地球温暖化対策の推進に関する意見書

 「京都議定書」で約束した温室効果ガス削減目標の達成が困難との見通しが示され、政府としても、環境税を含む抜本的な対策を検討せざるを得ない状況となっている。
 環境省では、ようやく、中央環境審議会の地球環境部会で、東京都などの地方自治体の制度を参考に、オフィスビルなどの温室効果ガス排出量の報告制度の検討を始めたが、その取組は極めて遅いものとなっている。
 国が温暖化対策に向けて取り組むべきことは、一刻も早く「京都議定書」が発効するように外交努力を行うことであり、国内では事業者による任意の取組や国民に対する普及啓発にとどまらない、総合的かつ実効性ある温暖化対策を直ちに開始し、推進していくことである。
 よって、東京都議会は、国会及び政府に対して、次の事項を実現するよう強く要請する。
1地方税を主体とした温暖化対策に係る税の創設、排出権取引等の経済的手法の導入など、実効性のある対策を早急に実施すること。
2ヒートアイランド対策を推進するため、地方自治体や事業者等が実施する駐車場など建築物敷地の芝舗装や道路の保水性舗装などの被覆対策、屋上緑化などに財政支援を行うこと。
3再生可能エネルギーの普及・拡大が進むよう、RPS法(電気事業者による新エネルギー等の利用に関する特別措置法)の目標を大幅に引き上げること。また、再生可能エネルギー導入に対する補助を充実し、事業者に対する税制上の優遇措置を講ずるとともに、家庭向け太陽光発電システムに対する助成を継続すること。

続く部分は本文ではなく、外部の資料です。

PR #2975, opened 2025-08-19
feat(ng-dev): handle updating the `MODULE.bazel.lock` file during a release

alan-agius4:
This lock has contains hashes of the package.json file. Thus it needs to be updated once the version is updating during the release.

### DIFF
--- a/ng-dev/release/publish/external-commands.ts
+++ b/ng-dev/release/publish/external-commands.ts
@@ -7,7 +7,6 @@
  */
 
 import semver from 'semver';
-
 import {ChildProcess, SpawnResult, SpawnOptions} from '../../utils/child-process.js';
 import {Spinner} from '../../utils/spinner.js';
 import {NpmDistTag} from '../versioning/index.js';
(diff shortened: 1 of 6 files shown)


ng-dev/release/publish/external-commands.ts
```diff
@@ -263,6 +262,25 @@ export abstract class ExternalCommands {
...
   }
 
+  /**
+   * Invokes the `bazel mod deps --lockfile_mode=update` command in order
+   * to refresh `MODULE.bazel.lock` file.
+   */
+  static async invokeBazelModDepsUpdate(projectDir: string): Promise<void> {
+    const spinner = new Spinner('Updating "MODULE.bazel.lock"');
+    try {
+      await ChildProcess.spawn(getBazelBin(), ['mod', 'dep', '--lockfile_mode=update'], {
```
alan-agius4, line 272: I wonder if we can force a partial update of the lock file, instead of a full refresh. 

IE just `@://package.json`, I’ll try a bit more tomorrow.

PR #2978, opened 2025-08-20
ci: update `MODULE.bazel.lock` and refine update strategy

alan-agius4:
Adds a Renovate postUpdateTask to automatically update `MODULE.bazel.lock` and resolves an outstanding issue with Bazel lockfile support.

Reduces dependency updates on non-main branches to only Bazel, GitHub Actions, and cross-repository updates. This change aims to reduce friction and improve the caretaker workflow.


josephperrott (approved):
LGTM

PR #82, opened 2016-06-04
Added url for pending transactions

kLkA:


kLkA:
will be recreated from different branch to not to mix up many pull request

PR #105, opened 2016-07-13
updated by polarislee

polarislee1984:
last static gulp work result


polarislee1984:
Need to update main repository

PR #179, opened 2016-10-31
{NW} reflect.go added, TestReflectData added

KarloB:
Removed my stuff from encoder.go, moved to new file.
Added new test to encoder_test.go, named TestReflectData.
Added some stuff to function, still ain't finished of course.
Rename new file if needed, unfortunately i haven't thought of a better name.


KarloB:
Encoded reflected struct to sha256

PR #200, opened 2016-11-30
node test is fixed

zgordan-vv:


Ch3ck:
Just a suggestion @zgordan-vv I think a description of the actual changes might make more sense

PR #204, opened 2016-12-03
Reverted changes to Transport factory && Added fixes to transport package

Ch3ck:


Ch3ck:
@skycoin removed the go routine added in stub.

skycoin:
thx

PR #230, opened 2016-12-23
Fix bug about genesis block

iketheadore:
- Fix the bug in parsing genesis block
- Fix the display bug of uxout hash in genesis block


skycoin:
only affects json representation and printing of genesis transaction

PR #297, opened 2017-03-02
src/daemon/gnet add ability to use raw connections before starting internal read/write loop

logrusorgru:
The ability to use raw connections is good for handshakes. When I need to send-receive some messages with known size and known timeout, I uses messages. But, it's very hard and can be replaced with two functions that works on raw connections.

+ add Acquire/Release methods to be able to use raw incoming connections asynchronously
+ add tests to Acquire and Release methods
+ add documentation to the methods
+ change test behavior to use '-v' flag to show debug logs


logrusorgru:
Doesn't need anymore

4運輸部門における対策を推進するために、現在の重量別燃費水準を強化するとともに、車両重量化の抑制や重量車両の一層の燃費改善を図るため、欧米で既に実施されている「平均燃費規制」を追加導入すること。また、自動車に係るグリーン税制を充実すること。
5家庭部門における対策を推進するために、家電製品における省エネ法のトップランナー基準の目標達成期間を短縮化し、より高い基準値を設定するとともに、設定品目の一層の拡充を図ること。
6我が国の森林が二酸化炭素吸収源としての機能を確実に果たすことができるよう、環境面からの森林管理を強化し、そのための必要な財政措置を講じること。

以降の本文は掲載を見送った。